"""

PR #1485, opened 2024-03-14
hack to output impactHeight and correctly sort observations

BenjaminRuston:
## Description

the `gsi_ncdiag.py` did not have the ability to convert the `conv_gps` to IODA
these changes allow this, but had to remove the observation sorting and make the assumption that the `height` is the `impactHeightRO` which appear to be the case 

## Issue(s) addressed

Resolves #<issue_number>

## Checklist

### DIFF
--- a/src/gsi_ncdiag/gsi_ncdiag.py
+++ b/src/gsi_ncdiag/gsi_ncdiag.py
@@ -928,11 +928,9 @@ class Conv(BaseGSI):
 
                 if v == 'bend':
                     # sort record_number
-                    idx = range(self.nobs)
-                    ### record_number = self.var('record_number')[idx]
-                    ### record_number = self.var('sequenceNumber')[idx]
-                    ### id_recordnum_sort = sorted(range(len(record_number)), key=record_number.__getitem__)
-                    print("Sorting ", v, " obs referring to record_number")
+                    record_number = self.var('Observation_Subtype')[idx]
+                    id_recordnum_sort = sorted(range(len(record_number)), key=record_number.__getitem__)
+                    # print("Sorting ", v, " obs referring to Observation_Subtype")
                     # record_number_sorted = [ record_number[ksort] for ksort in id_recordnum_sort ]
                     # print('record_number:', record_number)
                     # print('record_number.size:', record_number.size)
@@ -941,10 +939,10 @@ class Conv(BaseGSI):
                     #         record_number[isort], record_number_sorted[isort] )
 
                     # Shuffle idx referring to sorted record_number's subscripts "id_recordnum_sort".
-                    ### idx_tuples = np.where(idx.data)
-                    ### idx_id = idx_tuples[0]
-                    ### idx_sorted = [idx_id[ksort] for ksort in id_recordnum_sort]
-                    ### idx = idx_sorted
+                    idx_tuples = np.where(idx.data)
+                    idx_id = idx_tuples[0]
+                    idx_sorted = [idx_id[ksort] for ksort in id_recordnum_sort]
+                    idx = idx_sorted
 
                 for o in range(len(outvars)):
                     obsdata = self.var(conv_gsivarnames[v][o])[idx]
--- a/src/gsi_ncdiag/gsi_ncdiag.py
+++ b/src/gsi_ncdiag/gsi_ncdiag.py
@@ -120,6 +120,8 @@ all_LocKeyList = {
     'geoid_height_above_reference_ellipsoid': ('geoidUndulation', 'float'),
     'gnss_sat_class': ('satelliteConstellationRO', 'string'),
     'impact_height': ('impactHeightRO', 'float'),
+    'height': ('impactHeightRO', 'float'),
+    'Height': ('impactHeightRO', 'float'),
     'impact_parameter': ('impactParameterRO', 'float'),
     'Latitude': ('latitude', 'float'),
     'Longitude': ('longitude', 'float'),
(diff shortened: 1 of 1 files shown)


src/gsi_ncdiag/gsi_ncdiag.py
```diff
@@ -120,6 +120,8 @@
     'geoid_height_above_reference_ellipsoid': ('geoidUndulation', 'float'),
     'gnss_sat_class': ('satelliteConstellationRO', 'string'),
     'impact_height': ('impactHeightRO', 'float'),
+    'height': ('impactHeightRO', 'float'),
+    'Height': ('impactHeightRO', 'float'),
```
BenjaminRuston: I thought these lines would take the key in the file `Height` and then map it to `MetaData/impactHeightRO` but this did not work so was done brute force below

src/gsi_ncdiag/gsi_ncdiag.py
```diff
@@ -926,8 +928,10 @@ def toIODAobs(self, OutDir, TotalBias=False, clobber=True, platforms=None):
 
                 if v == 'bend':
                     # sort record_number
-                    record_number = self.var('record_number')[idx]
-                    id_recordnum_sort = sorted(range(len(record_number)), key=record_number.__getitem__)
+                    idx = range(self.nobs)
```
BenjaminRuston: I removed the sorting as `record_number` is not present in the ncDiag `conv_gps` file

src/gsi_ncdiag/gsi_ncdiag.py
```diff
@@ -1093,6 +1097,10 @@ def toIODAobs(self, OutDir, TotalBias=False, clobber=True, platforms=None):
                             #     tmp = hgt
                             outdata[(loc_mdata_name, 'MetaData')] = tmp
                             varAttrs[(loc_mdata_name, 'MetaData')]['units'] = 'm'
+                        elif v == 'bend':
+                            loc_mdata_name = 'impactHeightRO'
+                            outdata[(loc_mdata_name, 'MetaData')] = self.var(lvar)[idx]
+                            varAttrs[(loc_mdata_name, 'MetaData')]['units'] = 'm'
```
BenjaminRuston, line 1099: here is the lovely mapping is `Height` is in the key and the variable is `bend` put that into `MetaData/impactHeightRO`

BenjaminRuston:
these changes do allow the `conv_gps_ges` and `conv_gps_anl` to be put into a feedback file and produce some routine monitoring.

but should probably flush out a bit more

gnssro cosmic-2 bendingAngle profile 2022021521

src/gsi_ncdiag/gsi_ncdiag.py
```diff
@@ -926,8 +928,10 @@ def toIODAobs(self, OutDir, TotalBias=False, clobber=True, platforms=None):
 
                 if v == 'bend':
                     # sort record_number
-                    record_number = self.var('record_number')[idx]
-                    id_recordnum_sort = sorted(range(len(record_number)), key=record_number.__getitem__)
+                    idx = range(self.nobs)
+                    ### record_number = self.var('record_number')[idx]
+                    ### record_number = self.var('sequenceNumber')[idx]
```
BenjaminRuston: this `sequenceNumber` line I added as well as thought this may work in replacement for `record_number` but did not work

src/gsi_ncdiag/gsi_ncdiag.py
CoryMartin-NOAA: hmm, yeah it should've done that, weird...

src/gsi_ncdiag/gsi_ncdiag.py
CoryMartin-NOAA: This might be something that we added for validation @XuanliLi-NOAA do you know? If so, perhaps we add a (pseudo code) 'if variable in file, sort, otherwise don't'

CoryMartin-NOAA (commented):
Just want clarification on the record sorting before I approve

src/gsi_ncdiag/gsi_ncdiag.py
XuanliLi-NOAA: In conv_gps file, is there a variable called "Observation_Subtype"? If so, you can use it for "record_number". We tried to comment this line out before, but it didn't work because the sorting of record_number not only used in toGeovals but also in toIODAobs (about 150 lines after the toGeovals).

BenjaminRuston: thank you @XuanliLi-NOAA that worked!
I thought the `Observation_Subtype` was receiver ID but indeed it looks like the number to track the occultation profile!

here's an example from `diag_conv_gps_ges.2022021600.nc4`:
```
(Pdb) np.unique(self.var('Observation_Subtype'))
array([   1,    2,    3, ..., 2237, 2238, 2239], dtype=int32)
```

src/gsi_ncdiag/gsi_ncdiag.py
BenjaminRuston: @CoryMartin-NOAA was pretty obvious the `Height` was included later in the `all_LocKeyList` mapping.. so that is why my new (and incorrect mapping -- would mess up other data) didn't work.. and also why it shouldn't be included

so since I'm not seeing `impact_height` in the `conv_gps` looks like this special case to map `Height` may be needed

src/gsi_ncdiag/gsi_ncdiag.py
```diff
@@ -926,9 +926,9 @@ def toIODAobs(self, OutDir, TotalBias=False, clobber=True, platforms=None):
 
                 if v == 'bend':
                     # sort record_number
-                    record_number = self.var('record_number')[idx]
+                    record_number = self.var('Observation_Subtype')[idx]
```
BenjaminRuston, line 929: and @XuanliLi-NOAA here it is!!!
https://github.com/JCSDA-internal/ioda-converters/blob/f02f792dc42ad78dbecf9f83ed8fd6ee3ffffb8e/src/gsi_ncdiag/gsi_ncdiag.py#L119

yes indeed this is what the sort should be on.. I do not know if or what changes are needed in the `geovals` section as do not have any of those files for testing

src/gsi_ncdiag/gsi_ncdiag.py
XuanliLi-NOAA: @BenjaminRuston, just want to add one thing, `Height` in `conv_gps` is computed as **impact_parameter - LOC**, not **impact_parameter - LOC - geoid**.

CoryMartin-NOAA (approved):

XuanliLi-NOAA (approved):
Looks good to me. Approve.

PR #1486, opened 2024-03-14
Windborne data is reverse labelled

### LINKED ISSUE #1489: begin a balloonsonde converter for ingest
## Description

the ballonsonde data provided in `.json` format needs an update to the converter to IODA format for JEDI

there is some mislabeling of the wind components and this drove an update to the API

backward compatibility and handling of the new names 
`speed_y` to `speed_u` 
and
`speed_x` to `speed_v` 

should be handled

smaticka:
## Description

o-b looks a lot better in skylab if the u and v wind components are reversed first. to test whether this is true before applying hofx, we need to adjust the converter, re-convert the data, and re-run JEDI for the 2023 sept period. 

After talking to Windborne, their labeling was backwards and `speed_x` is now changed to `speed_v` and `speed_y` to `speed_u`. the converter is updated to handle both cases (speed_u or speed_y). 

The variable names from their previous data were compared to their updated obs website, and they match, aside from the addition of speed_u and _v. (march 21st 2024). There is expected to be a specific humidity variable to come in the future. 

**Their converter script:** https://github.com/windborne/to-prepbufr/blob/main/wb_to_prepbufr.py
^in which, they convert RH to Q and give error estimates:
```
# Right now, we simply hardcode these values to reasonable averages
        # However, in the future we may calculate these ourselves
        wind_x_error = 1.18
        wind_y_error = 1.18
        relative_humidity_error = 8.23
        temperature_error = 0.83
```

## Issue(s) addressed

Resolves #1489

### DIFF
--- a/src/conventional/balloon_sonde_json2ioda.py
+++ b/src/conventional/balloon_sonde_json2ioda.py
@@ -153,10 +153,19 @@ def main(args):
         latitude = [file['observations'][ii]['latitude'] for ii in range(len(file['observations']))]
         longitude = [file['observations'][ii]['longitude'] for ii in range(len(file['observations']))]
         stationIdentification = [file['observations'][ii]['mission_name'] for ii in range(len(file['observations']))]
-        pressure = [file['observations'][ii]['pressure'] for ii in range(len(file['observations']))]
-        # NOTE: THESE 2 ARE TEMPORARILY REVERSED UNTIL DATA LABELING CONFIRMED
-        windEastward = [file['observations'][ii]['speed_y'] for ii in range(len(file['observations']))]
-        windNorthward = [file['observations'][ii]['speed_x'] for ii in range(len(file['observations']))]
+        pressure = [file['observations'][ii]['pressure'] for ii in range(len(file['observations']))] 
+        # Check when the file was created to handle wind components accordingly
+        dat_created = datetime.strptime(file['CreateDateTime'],"%Y-%m-%dT%H:%M:%S.%f")
+        # UPDATE THIS DATE WHEN Windborne CHANGES THEIR OBS RECORDS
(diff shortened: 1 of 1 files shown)


fabiolrdiniz:
@smaticka, thanks for creating it. Coding norms are failing with:
```
./balloon_sonde_json2ioda.py:157:9: E266 too many leading '#' for block comment
```

fcvdb (approved):
Thanls Sam!

src/conventional/balloon_sonde_json2ioda.py
```diff
@@ -154,8 +154,10 @@ def main(args):
         longitude = [file['observations'][ii]['longitude'] for ii in range(len(file['observations']))]
         stationIdentification = [file['observations'][ii]['mission_name'] for ii in range(len(file['observations']))]
         pressure = [file['observations'][ii]['pressure'] for ii in range(len(file['observations']))]
-        windEastward = [file['observations'][ii]['speed_x'] for ii in range(len(file['observations']))]
-        windNorthward = [file['observations'][ii]['speed_y'] for ii in range(len(file['observations']))]
+        #### NOTE: THESE 2 ARE TEMPORARILY REVERSED UNTIL DATA LABELING CONFIRMED
```
BenjaminRuston: we should really add the check on file creation date, or software version to trigger this guy

thanks for acting so quickly @smaticka

smaticka: ok, I can set it so it checks to be before a certain date, but that date should correspond to when Windborne changes their files (if they change them). Do you have plans to talk with them?

BenjaminRuston (approved):
thanks @smaticka this should be it with this for now

PR #1, opened 2017-03-08
Add rake task support

jordanlewis:
This just delegates to the Postgres rake task implementations. This
works fine except for db:structure:dump/load, which delegate to the
`pg_dump` binary. Those raise exceptions for now.

### DIFF
--- a/lib/active_record/connection_adapters/cockroachdb/database_tasks.rb
+++ b/lib/active_record/connection_adapters/cockroachdb/database_tasks.rb
@@ -1,0 +1,19 @@
+require "active_record/base"
+
+module ActiveRecord
+  module ConnectionAdapters
+    module CockroachDB
+      class DatabaseTasks < ActiveRecord::Tasks::PostgreSQLDatabaseTasks
+        def structure_dump(filename, extra_flags=nil)
+          raise "db:structure:dump is unimplemented. See https://github.com/cockroachdb/activerecord-cockroachdb-adapter/issues/2"
+        end
+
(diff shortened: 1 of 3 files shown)


jordanlewis:
PTAL, updated after https://github.com/cockroachdb/cockroach/pull/14006 landed.

lib/activerecord-cockroachdb-adapter.rb
```diff
@@ -0,0 +1,12 @@
+if defined?(Rails)
+  module ActiveRecord
+    module ConnectionAdapters
+      class CockroachDBRailtie < ::Rails::Railtie
+        rake_tasks do
+          # Load rake tasks.
```
tamird: where is this comment cribbed from? I'd just as soon remove it.

lib/active_record/connection_adapters/cockroachdb/database_tasks.rb
```diff
@@ -0,0 +1,19 @@
+require "active_record/base"
+
+module ActiveRecord
+  module ConnectionAdapters
+    module CockroachDB
+      class DatabaseTasks < ActiveRecord::Tasks::PostgreSQLDatabaseTasks
+        def structure_dump(filename, extra_flags=nil)
```
tamird: since you don't care about these arguments, you could write `structure_dump(*)` instead. same applies below.

jordanlewis: We'll care about them pretty soon so I'll leave them.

"""

◆ What is expected ◆
The lines to retype run from the start of the entries through the line containing "did not have"; reproduce them exactly and add nothing.

◆ Reply ◆
PR #1485, opened 2024-03-14
hack to output impactHeight and correctly sort observations

BenjaminRuston:
## Description

the `gsi_ncdiag.py` did not have the ability to convert the `conv_gps` to IODA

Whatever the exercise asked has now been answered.